- Task details: Where "guessing" occurs in a line of the entries below, copy that line.

- Supplied data:
↓

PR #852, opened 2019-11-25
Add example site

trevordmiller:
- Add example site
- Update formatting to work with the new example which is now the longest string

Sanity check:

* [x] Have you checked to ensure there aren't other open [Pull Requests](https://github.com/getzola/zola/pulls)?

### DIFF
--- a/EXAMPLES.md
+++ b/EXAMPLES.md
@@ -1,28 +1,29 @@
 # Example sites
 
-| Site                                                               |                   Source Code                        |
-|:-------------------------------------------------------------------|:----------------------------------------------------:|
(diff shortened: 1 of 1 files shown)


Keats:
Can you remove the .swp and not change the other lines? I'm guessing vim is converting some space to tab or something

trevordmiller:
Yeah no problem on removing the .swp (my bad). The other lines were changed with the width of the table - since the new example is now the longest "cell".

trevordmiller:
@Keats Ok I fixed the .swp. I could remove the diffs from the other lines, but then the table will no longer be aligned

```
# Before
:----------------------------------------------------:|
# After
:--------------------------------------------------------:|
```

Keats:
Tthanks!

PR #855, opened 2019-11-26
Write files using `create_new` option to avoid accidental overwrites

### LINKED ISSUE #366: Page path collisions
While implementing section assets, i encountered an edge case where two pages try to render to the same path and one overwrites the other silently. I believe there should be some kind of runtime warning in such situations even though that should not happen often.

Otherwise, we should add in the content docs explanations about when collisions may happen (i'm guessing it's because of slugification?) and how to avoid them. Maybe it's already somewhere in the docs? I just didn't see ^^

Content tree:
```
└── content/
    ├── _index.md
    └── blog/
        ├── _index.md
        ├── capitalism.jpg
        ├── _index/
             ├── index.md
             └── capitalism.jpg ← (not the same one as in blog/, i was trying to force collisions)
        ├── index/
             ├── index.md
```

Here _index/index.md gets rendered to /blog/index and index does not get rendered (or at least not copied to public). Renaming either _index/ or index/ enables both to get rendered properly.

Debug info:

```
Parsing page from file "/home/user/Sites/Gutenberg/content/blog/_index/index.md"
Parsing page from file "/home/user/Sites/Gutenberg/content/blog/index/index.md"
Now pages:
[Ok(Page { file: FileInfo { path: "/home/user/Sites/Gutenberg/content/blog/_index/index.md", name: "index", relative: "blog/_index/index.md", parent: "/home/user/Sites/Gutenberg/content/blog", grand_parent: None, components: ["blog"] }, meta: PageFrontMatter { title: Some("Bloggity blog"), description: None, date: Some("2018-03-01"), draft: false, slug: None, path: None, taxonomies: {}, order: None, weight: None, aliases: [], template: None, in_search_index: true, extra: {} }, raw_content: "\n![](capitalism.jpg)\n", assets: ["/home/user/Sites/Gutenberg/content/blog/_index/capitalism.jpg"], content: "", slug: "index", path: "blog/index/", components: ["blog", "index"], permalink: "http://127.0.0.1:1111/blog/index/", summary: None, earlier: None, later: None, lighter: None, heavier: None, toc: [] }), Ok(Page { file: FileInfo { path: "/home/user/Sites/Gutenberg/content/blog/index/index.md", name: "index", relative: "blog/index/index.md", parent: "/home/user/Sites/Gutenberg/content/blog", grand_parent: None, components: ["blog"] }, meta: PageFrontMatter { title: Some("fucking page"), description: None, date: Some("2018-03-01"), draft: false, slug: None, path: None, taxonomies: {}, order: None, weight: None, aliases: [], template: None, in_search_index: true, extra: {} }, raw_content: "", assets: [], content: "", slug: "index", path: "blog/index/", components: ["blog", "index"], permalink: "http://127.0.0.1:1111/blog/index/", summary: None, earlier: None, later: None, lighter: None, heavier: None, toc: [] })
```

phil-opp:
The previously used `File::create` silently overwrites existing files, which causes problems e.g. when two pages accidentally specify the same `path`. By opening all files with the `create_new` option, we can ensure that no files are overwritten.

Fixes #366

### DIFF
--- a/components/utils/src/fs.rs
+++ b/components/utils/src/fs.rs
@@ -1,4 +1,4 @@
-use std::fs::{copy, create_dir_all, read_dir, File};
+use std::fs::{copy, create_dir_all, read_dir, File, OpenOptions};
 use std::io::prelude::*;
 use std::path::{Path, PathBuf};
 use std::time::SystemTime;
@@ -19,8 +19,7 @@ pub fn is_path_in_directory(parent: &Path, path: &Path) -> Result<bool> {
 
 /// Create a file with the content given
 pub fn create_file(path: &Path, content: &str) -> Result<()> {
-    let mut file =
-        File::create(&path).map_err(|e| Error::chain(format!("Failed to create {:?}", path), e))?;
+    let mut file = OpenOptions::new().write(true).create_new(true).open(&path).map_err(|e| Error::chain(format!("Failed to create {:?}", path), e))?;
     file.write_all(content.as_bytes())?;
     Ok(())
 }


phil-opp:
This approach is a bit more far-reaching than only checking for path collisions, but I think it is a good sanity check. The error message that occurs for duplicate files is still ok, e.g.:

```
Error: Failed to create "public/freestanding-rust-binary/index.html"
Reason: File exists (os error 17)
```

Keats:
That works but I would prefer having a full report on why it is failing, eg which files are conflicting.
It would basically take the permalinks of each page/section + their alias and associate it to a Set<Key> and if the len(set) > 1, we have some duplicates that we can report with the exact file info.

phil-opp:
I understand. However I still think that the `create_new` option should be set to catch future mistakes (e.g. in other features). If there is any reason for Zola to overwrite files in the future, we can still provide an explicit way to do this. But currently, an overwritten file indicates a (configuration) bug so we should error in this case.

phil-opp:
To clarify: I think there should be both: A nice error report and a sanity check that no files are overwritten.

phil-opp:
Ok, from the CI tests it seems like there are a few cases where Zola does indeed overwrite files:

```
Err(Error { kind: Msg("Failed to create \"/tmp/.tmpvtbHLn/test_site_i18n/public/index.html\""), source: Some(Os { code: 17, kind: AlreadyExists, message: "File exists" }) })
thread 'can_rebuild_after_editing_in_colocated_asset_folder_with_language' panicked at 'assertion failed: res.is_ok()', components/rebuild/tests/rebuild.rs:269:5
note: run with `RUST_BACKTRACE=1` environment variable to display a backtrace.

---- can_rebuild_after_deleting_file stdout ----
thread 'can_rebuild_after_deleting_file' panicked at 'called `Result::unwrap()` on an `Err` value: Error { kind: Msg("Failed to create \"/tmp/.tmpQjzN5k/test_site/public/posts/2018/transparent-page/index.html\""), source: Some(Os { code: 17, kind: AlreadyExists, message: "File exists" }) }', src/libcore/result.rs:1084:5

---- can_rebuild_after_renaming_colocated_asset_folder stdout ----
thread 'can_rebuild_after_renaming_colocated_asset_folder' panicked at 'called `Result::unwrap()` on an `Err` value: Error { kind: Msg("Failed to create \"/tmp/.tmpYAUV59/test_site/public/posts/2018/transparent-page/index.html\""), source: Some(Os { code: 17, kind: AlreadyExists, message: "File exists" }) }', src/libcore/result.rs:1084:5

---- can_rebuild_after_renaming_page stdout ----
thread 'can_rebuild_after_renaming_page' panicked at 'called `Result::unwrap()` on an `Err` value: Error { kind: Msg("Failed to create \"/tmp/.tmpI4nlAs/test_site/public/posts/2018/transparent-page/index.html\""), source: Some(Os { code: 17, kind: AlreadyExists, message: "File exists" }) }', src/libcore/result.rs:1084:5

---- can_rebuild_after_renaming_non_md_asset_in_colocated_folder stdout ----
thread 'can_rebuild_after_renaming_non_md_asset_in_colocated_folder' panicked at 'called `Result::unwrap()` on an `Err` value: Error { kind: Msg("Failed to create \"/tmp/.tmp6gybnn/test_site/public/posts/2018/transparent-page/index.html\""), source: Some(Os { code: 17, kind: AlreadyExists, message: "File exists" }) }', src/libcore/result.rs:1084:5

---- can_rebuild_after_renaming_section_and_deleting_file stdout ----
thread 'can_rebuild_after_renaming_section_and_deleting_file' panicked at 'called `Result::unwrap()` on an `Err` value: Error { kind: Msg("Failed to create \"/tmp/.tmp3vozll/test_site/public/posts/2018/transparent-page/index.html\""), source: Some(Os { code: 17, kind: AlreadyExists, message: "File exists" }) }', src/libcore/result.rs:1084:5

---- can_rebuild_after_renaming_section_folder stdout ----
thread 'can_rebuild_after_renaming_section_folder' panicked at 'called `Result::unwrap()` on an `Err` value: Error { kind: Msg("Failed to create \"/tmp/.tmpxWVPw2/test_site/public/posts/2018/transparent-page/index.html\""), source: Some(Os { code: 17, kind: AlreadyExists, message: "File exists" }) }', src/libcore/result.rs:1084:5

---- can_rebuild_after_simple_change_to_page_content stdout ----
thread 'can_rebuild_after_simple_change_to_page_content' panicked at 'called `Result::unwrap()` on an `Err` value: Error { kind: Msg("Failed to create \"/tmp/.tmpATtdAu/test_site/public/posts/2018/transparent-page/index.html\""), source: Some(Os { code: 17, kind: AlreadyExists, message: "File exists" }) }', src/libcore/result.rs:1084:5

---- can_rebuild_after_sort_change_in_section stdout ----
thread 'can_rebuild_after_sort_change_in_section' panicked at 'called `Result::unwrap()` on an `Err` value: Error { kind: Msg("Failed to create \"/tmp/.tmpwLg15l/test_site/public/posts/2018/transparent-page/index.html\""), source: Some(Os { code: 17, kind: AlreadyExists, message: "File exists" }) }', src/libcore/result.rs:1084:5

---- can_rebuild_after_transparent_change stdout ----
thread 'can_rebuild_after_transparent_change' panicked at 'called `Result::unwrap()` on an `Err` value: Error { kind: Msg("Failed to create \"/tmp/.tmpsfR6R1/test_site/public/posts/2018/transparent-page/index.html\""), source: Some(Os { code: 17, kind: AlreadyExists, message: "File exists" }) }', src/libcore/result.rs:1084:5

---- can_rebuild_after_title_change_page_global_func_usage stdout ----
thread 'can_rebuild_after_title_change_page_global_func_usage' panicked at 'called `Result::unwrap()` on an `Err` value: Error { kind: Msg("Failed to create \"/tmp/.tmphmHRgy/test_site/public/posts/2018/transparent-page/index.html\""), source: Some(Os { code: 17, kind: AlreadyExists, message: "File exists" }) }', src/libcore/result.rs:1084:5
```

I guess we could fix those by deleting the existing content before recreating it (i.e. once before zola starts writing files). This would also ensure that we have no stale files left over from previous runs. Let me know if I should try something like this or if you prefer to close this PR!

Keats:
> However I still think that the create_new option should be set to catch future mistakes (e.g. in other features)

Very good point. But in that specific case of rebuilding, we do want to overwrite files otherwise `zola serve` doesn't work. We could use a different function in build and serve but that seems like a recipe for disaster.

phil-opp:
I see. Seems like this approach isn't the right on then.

↑

- Reply to the exercise:
Can you remove the .swp and not change the other lines? I'm guessing vim is converting some space to tab or something
Otherwise, we should add in the content docs explanations about when collisions may happen (i'm guessing it's because of slugification?) and how to avoid them. Maybe it's already somewhere in the docs? I just didn't see ^^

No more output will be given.